Water, pure and simple, is an essential component to your health and the weight loss process. While many dieters become so focused on their nutrition, calories, and exercise, they can often forget that water also brings with it a wealth of health benefits that help make an impact on the scale. True You Weight Loss strongly encourages drinking a minimum of 64 ounces of water per day.
But how does water influence weight loss? Studies have shown that water helps burn more calories, even when your body is at rest. This is called “resting energy expenditure.” Water has also been linked to a reduced appetite, as well as a decreased caloric intake when it becomes the main beverage of choice. When you think about it, by choosing water instead of soda or juice, you are eliminating the consumption of many sugars and calories that could otherwise derail your weight loss efforts. Additionally, hydration leads to energy and better physical performance. If you are dehydrated, you will feel sluggish and fatigued, and therefore unable to exercise or be as physically active as someone who is properly hydrated.
For anyone who is struggling to keep up with their water goals, it is well worth the effort to make some adjustments that will allow water to become a bigger daily priority. According to Laura Sebring, MS, RD, LDN, lead bariatric and weight loss dietitian and nutritionist at True You Weight Loss, here are some easy and creative ways to “up your water game” and prevent your body from running dry.
- Eat Your Fruits & Vegetables: Watermelon, berries, oranges, celery, cucumbers, grapefruit, and zucchini are all examples of fruits and vegetables that are chock-full of water.
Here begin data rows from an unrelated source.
PR #5818, opened 2022-10-03
net/tunstats: new package to track per-connection counters

dsnet:
High-level API:

	type Statistics struct { ... }
	type Counts struct { TxPackets, TxBytes, RxPackets, RxBytes uint64 }
	func (*Statistics) UpdateTx([]byte)
	func (*Statistics) UpdateRx([]byte)
	func (*Statistics) Extract() map[flowtrack.Tuple]Counts

The API accepts a []byte instead of a packet.Parsed so that a future implementation can directly hash the address and port bytes, which are contiguous in most IP packets.
This will be useful for a custom concurrent-safe hashmap implementation.

### DIFF
--- a/net/tunstats/stats.go
+++ b/net/tunstats/stats.go
@@ -1,0 +1,78 @@
+// Copyright (c) 2022 Tailscale Inc & AUTHORS All rights reserved.
+// Use of this source code is governed by a BSD-style
+// license that can be found in the LICENSE file.
+
+// Package tunstats maintains statistics about connections
+// flowing through a TUN device (which operate at the IP layer).
+package tunstats
+
+import (
+	"sync"
+
+	"tailscale.com/net/flowtrack"
+	"tailscale.com/net/packet"
+)
+
+// Statistics maintains counters for every connection.
+// All methods are safe for concurrent use.
+// The zero value is ready for use.
+type Statistics struct {
+	mu sync.Mutex
+	m  map[flowtrack.Tuple]Counts
+}
+
+// Counts are statistics about a particular connection.
+type Counts struct {
+	TxPackets uint64 `json:"txPkts,omitempty"`
+	TxBytes   uint64 `json:"txBytes,omitempty"`
+	RxPackets uint64 `json:"rxPkts,omitempty"`
+	RxBytes   uint64 `json:"rxBytes,omitempty"`
+}
+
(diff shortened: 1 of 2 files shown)


net/tunstats/stats.go
```diff
@@ -0,0 +1,78 @@
...
+// UpdateRx updates the counters for a received IP packet.
+// The source and destination of the packet are inverted with respect to
+// the source and destination in flowtrack.Tuple.
+func (s *Statistics) UpdateRx(b []byte) {
+	s.update(b, true)
+}
+
+func (s *Statistics) update(b []byte, receive bool) {
+	var p packet.Parsed
+	p.Decode(b)
```
bradfitz, line 48: Let's not reparse the packet. We should only do that once per packet at most.

dsnet: The commit description explains:
> The API accepts a []byte instead of a packet.Parsed so that a future implementation can directly hash the address and port bytes, which are contiguous in most IP packets.
This will be useful for a custom concurrent-safe hashmap implementation.

I have a prototype concurrent map implementation that is lock-free and 4-8x faster. Part of the optimization is performing `maphash.Bytes(b[12:24])` in the common case and using the `[12]byte` as a key.

I can push that prototype out as a PR if you want to take a look.

bradfitz: Are we going to do something similar for wgengine/filter then?

dsnet: Quite possibly.

`wgengine/filter` relies on `flowtrack.Cache`, which is fundamentally keyed on `flowtrack.Tuple`. The `netip.AddrPort` is not particularly well-performing as a Go map key since it contains such a large data structure for IPv6 information. Also, the zone pointer is always nil since zones (IIUC) come from the ethernet interface and never from within the packet itself.

We could declare `type TupleV4 [13]byte` and `type TupleV6 [35]byte`. Now that we have generics, we can have `Cache` be parameterized on either `TupleV4` or `TupleV6`. The `wgenginer/filter` would then maintain two caches, one dedicated to v4 and the other to v6.

dsnet: Prototype hash table if you're interested: https://github.com/tailscale/tailscale/commit/eb840ad423b8918b8a700d236577898654326bdb

dblohm7 (approved):

PR #5827, opened 2022-10-04
ipn/ipnlocal: Filter peers with bad signatures when tka is enabled

twitchyliquid64:


bradfitz:
Nit: lowercase verb after colon in commit message

ipn/ipnlocal/network-lock.go
```diff
@@ -39,6 +39,36 @@ type tkaState struct {
...
+			toDelete = append(toDelete, i)
+		} else {
+			if err := b.tka.authority.NodeKeyAuthorized(p.Key, p.KeySignature); err != nil {
+				b.logf("Network lock is dropping peer %v(%v) due to failed signature check: %v", p.ID, p.StableID, err)
+				toDelete = append(toDelete, i)
+			}
+		}
+	}
+
+	// nm.Peers is ordered, so deletion must be order-preserving.
```
crawshaw, line 65: algorithmically problematic.

make toDelete a map with key idx, then create a new slice by iterating over the old peers slice, skipping each element that's in the toDelete map? (you can even reuse the memory I believe)

crawshaw (commented):
✨

ipn/ipnlocal/network-lock.go
creachadair: FWIW, it is not too hard to permute a slice in-place to remove elements. It's linear time, but does not require any reallocation.

Example: https://github.com/creachadair/filter/blob/v0.1.0/filter.go#L19

It may not be worthwhile to do that, but I thought I'd point it out, since pushing into and out of a map is kind of heavyweight.

twitchyliquid64: Unfortunately I cant do the swap-to-back-and-truncate-slice trick as the ordering must remain intact.

creachadair: That's not what this code does. It preserves the order of the retained items.

twitchyliquid64: Oooo gotcha

crawshaw (approved):

PR #5830, opened 2022-10-04
cmd/tailscale, ipn: enable debug logs when --report flag is passed to bugreport

andrew-d:
Change-Id: Id22e9f4a2dcf35cecb9cd19dd844389e38c922ec

### DIFF
--- a/client/tailscale/localclient.go
+++ b/client/tailscale/localclient.go
@@ -276,6 +276,12 @@ type BugReportOpts struct {
 	// Diagnose specifies whether to print additional diagnostic information to
 	// the logs when generating this bugreport.
 	Diagnose bool
+
+	// Record specifies, if non-nil, whether to perform a bugreport
+	// "recording"–generating an initial log marker, then waiting for
+	// this channel to be closed before finishing the request, which
+	// generates another log marker.
+	Record <-chan struct{}
 }
 
 // BugReportWithOpts logs and returns a log marker that can be shared by the
@@ -284,16 +290,40 @@ type BugReportOpts struct {
 // The opts type specifies options to pass to the Tailscale daemon when
 // generating this bug report.
 func (lc *LocalClient) BugReportWithOpts(ctx context.Context, opts BugReportOpts) (string, error) {
-	var qparams url.Values
+	qparams := make(url.Values)
 	if opts.Note != "" {
 		qparams.Set("note", opts.Note)
 	}
 	if opts.Diagnose {
 		qparams.Set("diagnose", "true")
 	}
+	if opts.Record != nil {
+		qparams.Set("record", "true")
+	}
 
+	ctx, cancel := context.WithCancel(ctx)
+	defer cancel()
+
+	var requestBody io.Reader
+	if opts.Record != nil {
+		pr, pw := io.Pipe()
+		requestBody = pr
+
+		// This goroutine waits for the 'Record' channel to be closed,
+		// and then closes the write end of our pipe to unblock the
+		// reader.
+		go func() {
+			defer pw.Close()
+			select {
+			case <-opts.Record:
+			case <-ctx.Done():
+			}
+		}()
+	}
+
+	// lc.send might block if opts.Record != nil; see above.
 	uri := fmt.Sprintf("/localapi/v0/bugreport?%s", qparams.Encode())
-	body, err := lc.send(ctx, "POST", uri, 200, nil)
+	body, err := lc.send(ctx, "POST", uri, 200, requestBody)
 	if err != nil {
 		return "", err
 	}
--- a/ipn/localapi/localapi.go
+++ b/ipn/localapi/localapi.go
@@ -232,12 +232,16 @@ func (h *Handler) serveBugReport(w http.ResponseWriter, r *http.Request) {
 		return
 	}
 
-	logMarker := fmt.Sprintf("BUG-%v-%v-%v", h.backendLogID, time.Now().UTC().Format("20060102150405Z"), randHex(8))
-	if envknob.NoLogsNoSupport() {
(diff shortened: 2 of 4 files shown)


client/tailscale/localclient.go
```diff
@@ -284,16 +290,37 @@ type BugReportOpts struct {
...
+
+	ctx, cancel := context.WithCancel(ctx)
+	defer cancel()
+
+	var requestBody io.Reader
+	if opts.Record != nil {
+		pr, pw := io.Pipe()
+		requestBody = pr
+
+		go func() {
```
maisem, line 312: what are you doing here?

client/tailscale/localclient.go
```diff
@@ -276,6 +276,12 @@ type BugReportOpts struct {
 	// Diagnose specifies whether to print additional diagnostic information to
 	// the logs when generating this bugreport.
 	Diagnose bool
+
+	// Record specifies whether to perform a bugreport "recording" -
+	// generating an initial log marker, then waiting for this channel to
+	// be closed before finishing the request, which generates another log
+	// marker.
+	Record chan struct{}
```
bradfitz, line 284: `<-chan struct{}` ?

client/tailscale/localclient.go
```diff
@@ -276,6 +276,12 @@ type BugReportOpts struct {
 	// Diagnose specifies whether to print additional diagnostic information to
 	// the logs when generating this bugreport.
 	Diagnose bool
+
+	// Record specifies whether to perform a bugreport "recording" -
+	// generating an initial log marker, then waiting for this channel to
+	// be closed before finishing the request, which generates another log
+	// marker.
```
bradfitz, line 283: "if non-nil" somewhere in here?

client/tailscale/localclient.go
```diff
@@ -284,16 +290,37 @@ type BugReportOpts struct {
...
+	if opts.Record != nil {
+		pr, pw := io.Pipe()
+		requestBody = pr
+
+		go func() {
+			select {
+			case <-opts.Record:
+				pw.Write([]byte{' '})
+				pw.Close()
+			case <-ctx.Done():
```
bradfitz, line 317: don't you still want to close it? defer pw.Close() above the select?

bradfitz (approved):

client/tailscale/localclient.go
andrew-d: Left a comment; PTAL?

client/tailscale/localclient.go
andrew-d: I think so; added.

client/tailscale/localclient.go
maisem: wouldn't a close achieve the same effect?

bradfitz (approved):

client/tailscale/localclient.go
andrew-d: Yep, looks like; just tested that out and it works fine, so pushed that change here. PTAL?

ipn/localapi/localapi.go
```diff
@@ -247,11 +251,69 @@ func (h *Handler) serveBugReport(w http.ResponseWriter, r *http.Request) {
...
+			h.b.SetComponentDebugLogging(component, time.Time{})
+		}
+	}()
+
+	// NOTE(andrew): if we have anything else we want to do while recording
+	// a bugreport, we can add it here.
+
+	// Read from the client, or fail when it's canceled.
+	done := make(chan struct{})
+	close(done)
```
maisem, line 290: I don't follow what's going on here either. You create and then immediately close the channel. Then you spawn a goroutine which blocks on closed channel, but really means the goroutine is a no-op.

Are you missing a defer?

andrew-d: ... how did this ever work 😆 😅  I mean, it did, since I tested it, but yes this is supposed to be a `defer`.

ipn/localapi/localapi.go
```diff
@@ -247,11 +251,69 @@ func (h *Handler) serveBugReport(w http.ResponseWriter, r *http.Request) {
...
+		}
+	}()
+	var buf [1]byte
+	_, err := r.Body.Read(buf[:])
+	r.Body.Close()
+
+	switch {
+	case err == nil:
+		// good
+	case errors.Is(err, io.EOF) || errors.Is(err, http.ErrBodyReadAfterClose):
```
maisem, line 306: You shouldn't need the second error now.

maisem: The ErrBodyReadAfterClose

ipn/localapi/localapi.go
```diff
@@ -247,11 +251,69 @@ func (h *Handler) serveBugReport(w http.ResponseWriter, r *http.Request) {
...
+	go func() {
+		select {
+		case <-r.Context().Done():
+			r.Body.Close()
+		case <-done:
+		}
+	}()
+	var buf [1]byte
+	_, err := r.Body.Read(buf[:])
+	r.Body.Close()
```
maisem, line 301: Re-reading this, 
Maybe `defer r.Body.Close()` works just as well as this channel

maisem: Also just realized this is the request body which is automatically closed

https://pkg.go.dev/net/http#Request.Body

andrew-d: Just tested this and it does appear to work now that we're just waiting for the client to close the connection, not send a byte; PTAL?

maisem (approved):

ipn/localapi/localapi.go
maisem: So much simpler! Thanks

andrew-d: And same to you! I'm much happier with this now TBH.

PR #5839, opened 2022-10-05
tsweb: allow HTTPError to unwrap errors

willnorris:
This is needed for the changes in tailscale/corp#7296


bradfitz (approved):
If it's important for something else, lock it in with a test?

PR #5849, opened 2022-10-05
net/flowtrack: add json tags to Tuple

dsnet:
By convention, JSON serialization uses camelCase.
Specify such names on the Tuple type.


dsnet:
The alternative is to just declare a separate type in `tunstats`.

bradfitz (approved):

PR #5852, opened 2022-10-05
net/tstun: rename statististics method

dsnet:
Rename StatisticsEnable as SetStatisticsEnabled to be consistent with other similarly named methods.

Rename StatisticsExtract as ExtractStatistics to follow the convention where methods start with a verb.
It was originally named with Statistics as a prefix so that statistics related methods would sort well in godoc, but that property no longer holds.

### DIFF
--- a/net/tstun/wrap.go
+++ b/net/tstun/wrap.go
@@ -843,15 +843,15 @@ func (t *Wrapper) Unwrap() tun.Device {
 	return t.tdev
 }
 
-// StatisticsEnable enables per-connections packet counters.
-// StatisticsExtract must be called periodically to avoid unbounded memory use.
-func (t *Wrapper) StatisticsEnable(enable bool) {
+// SetStatisticsEnabled enables per-connections packet counters.
+// ExtractStatistics must be called periodically to avoid unbounded memory use.
+func (t *Wrapper) SetStatisticsEnabled(enable bool) {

Eat more fruits and vegetables like these, and you’ll discover a whole new way to help keep your body hydrated while pleasing your taste buds, too.
- Infuse Your Water with Creative Ingredients: To some, water alone can be boring and bland. So, why not spiff it up? Add some flavor and zest to your water pitcher by infusing it with creative combinations of fruits, vegetables, and herbs. For instance, try adding cucumber and mint; lemons and oranges; berries; jalapeño peppers; basil; mint or cilantro. Then, infuse your water with these ingredients by letting it sit at room temperature for one to two hours or in the fridge for three to four hours.
- Use a Favorite Water Bottle: An incentive to drink more water can even come in the form of a favorite water bottle. Whether it’s fun, colorful, or made with a new and innovative design, your water bottle should be unique to you and one that you enjoy using. You’ll likely find yourself filling up and drinking much more often.
- Track with a Marked Water Bottle or App: Sometimes you can go through the entire day without realizing how much water you actually drank. Therefore, purchasing a water bottle that is marked with ounces or even the time of day creates an impactful way to visualize your water goals and monitor your daily fluid-drinking progress. In addition, you can track your water intake on any electronic food tracking app, such as MyFitnessPal™, LoseIt!, or MyNetDiary.
- Choose Other Watery Drinks: In addition to drinking plain water, quench your thirst with other beverages that are mostly made of, or that are variations of, water. Consider an herbal tea (iced or hot), skim milk (which is 91 percent water), flavored water drops, or other water enhancers to help you achieve your daily fluid goals.
- Half Your Favorite Beverage with Ice and Water: However hard you might try to avoid it, sometimes you just need a drink of your favorite beverage. Whether it be juice, lemonade, or sweetened iced tea, allow yourself to indulge once in a while, but compromise by adding ice and water to half the glass.
- Accept Your Own Personal Water “Challenges:” All of us have the potential to be our own worst enemy or our own biggest motivator when it comes to weight loss strategies … even when it comes to drinking water. Therefore, issue personal water challenges to yourself throughout the day, and see if you can meet your goals. For instance, set small deadlines for yourself (i.e. “By 10 am, I will drink two full cups of water”) or challenge yourself to fill idle time spent by drinking water (i.e. while sitting on a conference call, waiting for your morning coffee to brew, or sitting in the carpool line).
So, raise your water glass, slice of watermelon, or pitcher of infused water, and cheers to drinking more fluids. Getting creative with your water-consumption habits can truly make a difference to your health.